Auto-PyTorch: Multi-Fidelity MetaLearning for Efficient and Robust AutoDL


Auto-PyTorch is a framework for automated deep learning (AutoDL) that uses BOHB as a backend to optimize the full deep learning pipeline, including data preprocessing, network training techniques and regularization methods. Auto-PyTorch is the successor of AutoNet which was one of the first frameworks to perform this joint optimization. Since training deep neural networks can be expensive, Auto-PyTorch follows a multi-fidelity optimization approach as supported by BOHB to achieve strong anytime performance. This means it first evaluates training pipelines on cheaper budgets, e.g. with few training epochs, and successively increases the budget using the knowledge from previous budgets to focus on strong pipelines in a parallel manner using a master-worker principle (see Figure 1). Auto-PyTorch then builds ensembles from these trained pipelines to further improve performance, also including traditional machine learning methods, such as gradient boosting or random forests, in these ensembles. To further improve early performance, Auto-PyTorch uses a similar approach to Auto-Sklearn 2.0 and samples the first configurations that are evaluated from a portfolio of configurations that have shown to perform well on test datasets.


Figure 1: Components and pipeline of Auto-PyTorch based on a master-work principle.

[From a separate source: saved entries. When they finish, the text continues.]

PR #3908, opened 2024-06-13
Use document/description/definition consistently (3.0.4)

handrews:
This tries to be consistent about using "describe" rather than "define" and using "description" for the entire potentially-multi-document thing, and "document" (or sometimes "description document") to refer to individual documents in the description.

### DIFF
--- a/versions/3.0.4.md
+++ b/versions/3.0.4.md
@@ -10,7 +10,7 @@ This document is licensed under [The Apache License, Version 2.0](https://www.ap
 
 The OpenAPI Specification (OAS) defines a standard, language-agnostic interface to RESTful APIs which allows both humans and computers to discover and understand the capabilities of the service without access to source code, documentation, or through network traffic inspection. When properly defined, a consumer can understand and interact with the remote service with a minimal amount of implementation logic.
 
-An OpenAPI definition can then be used by documentation generation tools to display the API, code generation tools to generate servers and clients in various programming languages, testing tools, and many other use cases.
+An OpenAPI description can then be used by documentation generation tools to display the API, code generation tools to generate servers and clients in various programming languages, testing tools, and many other use cases.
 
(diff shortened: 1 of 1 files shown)


ralfhandl (approved):

versions/3.0.4.md
```diff
@@ -126,11 +126,11 @@ The OpenAPI Specification is versioned using a `major`.`minor`.`patch` versionin
 
 Occasionally, non-backwards compatible changes may be made in `minor` versions of the OAS where impact is believed to be low relative to the benefit provided.
 
-An OpenAPI document compatible with OAS 3.\*.\* contains a required [`openapi`](#oasVersion) field which designates the version of the OAS that it uses.
+An OpenAPI description document compatible with OAS 3.\*.\* contains a required [`openapi`](#oasVersion) field which designates the version of the OAS that it uses.
```
mikekistler, line 129: Do we really need to add the "description" qualifier here? Is there some other kind of "OpenAPI document" that we are trying to distinguish from?

mikekistler:
There are still a couple instances of "OpenAPI definition" in the file:
- [Line 13](https://github.com/OAI/OpenAPI-Specification/blob/58052838d769277aa10af66d6d79b805f73d484d/versions/3.0.4.md?plain=1#L13)
- [Line 2278](https://github.com/OAI/OpenAPI-Specification/blob/58052838d769277aa10af66d6d79b805f73d484d/versions/3.0.4.md?plain=1#L2278)

Should those be changed to "OpenAPI description"?

handrews:
@mikekistler 

> Should those be changed to "OpenAPI description"?

Probably yes!  Good catch- I'll take a look and update.

ralfhandl (approved):

versions/3.0.4.md
lornajane: I think it does help in this context, so I think we should leave this as-is

lornajane (approved):
Thanks @handrews . Words matter!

To study the effectiveness of multi-fidelity optimization for the AutoDL problem, we performed numerous experiments on LCBench. LCBench is a dataset containing training logs of 2000 configurations on 35 datasets across different budgets, including learning curves for global and layer-wise statistics (e.g. validation accuracy and mean gradient at layer i) and serves as a learning curve benchmark. Figure 2 illustrates the performance of all these configurations across all datasets showing the mean accuracy on the validation set. We find that the performance distribution strongly varies across different tasks. However, there clearly are configurations which perform well across datasets which makes the transfer of well performing architectures via a portfolio to new tasks possible.


Figure 2: Mean validation accuracy of 2000 evaluated configurations across 35 datasets. For better visualization, we sort by mean accuracy/regret along each axis respectively.

We also use LCBench to study the importance of neural architecture and hyperparameters to investigate the importance of jointly optimizing neural architecture and training hyperparameters and how different budgets influence the importances. Figure 3 shows results of an fANOVA as well as a Local Hyperparameter Importance analysis on the data from LCBench at different budgets. We indeed find that both architectural parameters, like the number of layers in an MLP or ResNet, as well as training hyperparameters, like the learning rate, are highly important. Moreover, the importance of the parameters is very similar for different budgets.

Figure 3: Hyperparameter importance according to fANOVA (left) and LPI (right) on LCBench.

Finally, we compared Auto-PyTorch to several state-of-the-art AutoML frameworks on different datasets from OpenML when running with the same computational budget for 1h (see Table 1). We find that Auto-PyTorch outperforms or performs equally well on all datasets.

Table 1: Accuracy and standard deviation across 5 runs of different AutoML frameworks after 1h. ”-” indicates that the system crashed and did not return predictions.

Auto-PyTorch combines multi-fidelity optimization for AutoDL with configuration portfolios and ensembling to achieve strong performance. LCBench provides a dataset of learning curves for studying multi-fidelity optimization on different datasets. Both Auto-PyTorch and LCBench are publicly available. We also refer to the paper for further details and experiments.